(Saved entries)
____________

PR #2729, opened 2022-07-11
Fix for replica crash in collecting state

situ-s:
* **Problem Overview**  
Replica crashed inside function tryToStartOrFinishExecution.
` FATAL|4|concord.bft|message-processing|||4|slow|ReplicaImp.cpp:4705| +Assert: expression '!isCollectingState()' is false in function tryToStartOrFinishExecution`

When tryToStartOrFinishExecution is called, the replica should not be in collecting state.
The way of finding out if replica is in collecting state causes the issue as we have state transfer in different thread now.
So even if we are checking if replica is not in state stander few sec back we cannot be sure,  that after few sec also it will not be in state transfer.

* **Testing Done**  

Tested on 200 TPS, no crash found.
Tested perf-run on 650 TPS and no crash found.
Ran Manual state transfers on 1000 TPS and no crash was found on replica.

### DIFF
--- a/bftengine/src/bftengine/ReplicaImp.cpp
+++ b/bftengine/src/bftengine/ReplicaImp.cpp
@@ -2416,14 +2416,11 @@ void ReplicaImp::onMessage<CheckpointMsg>(CheckpointMsg *msg) {
     }
   }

____________

Filter the records for the word "tryToStartOrFinishExecution" and show every line that has it.

▸ Solution to the exercise
Replica crashed inside function tryToStartOrFinishExecution.
` FATAL|4|concord.bft|message-processing|||4|slow|ReplicaImp.cpp:4705| +Assert: expression '!isCollectingState()' is false in function tryToStartOrFinishExecution`
When tryToStartOrFinishExecution is called, the replica should not be in collecting state.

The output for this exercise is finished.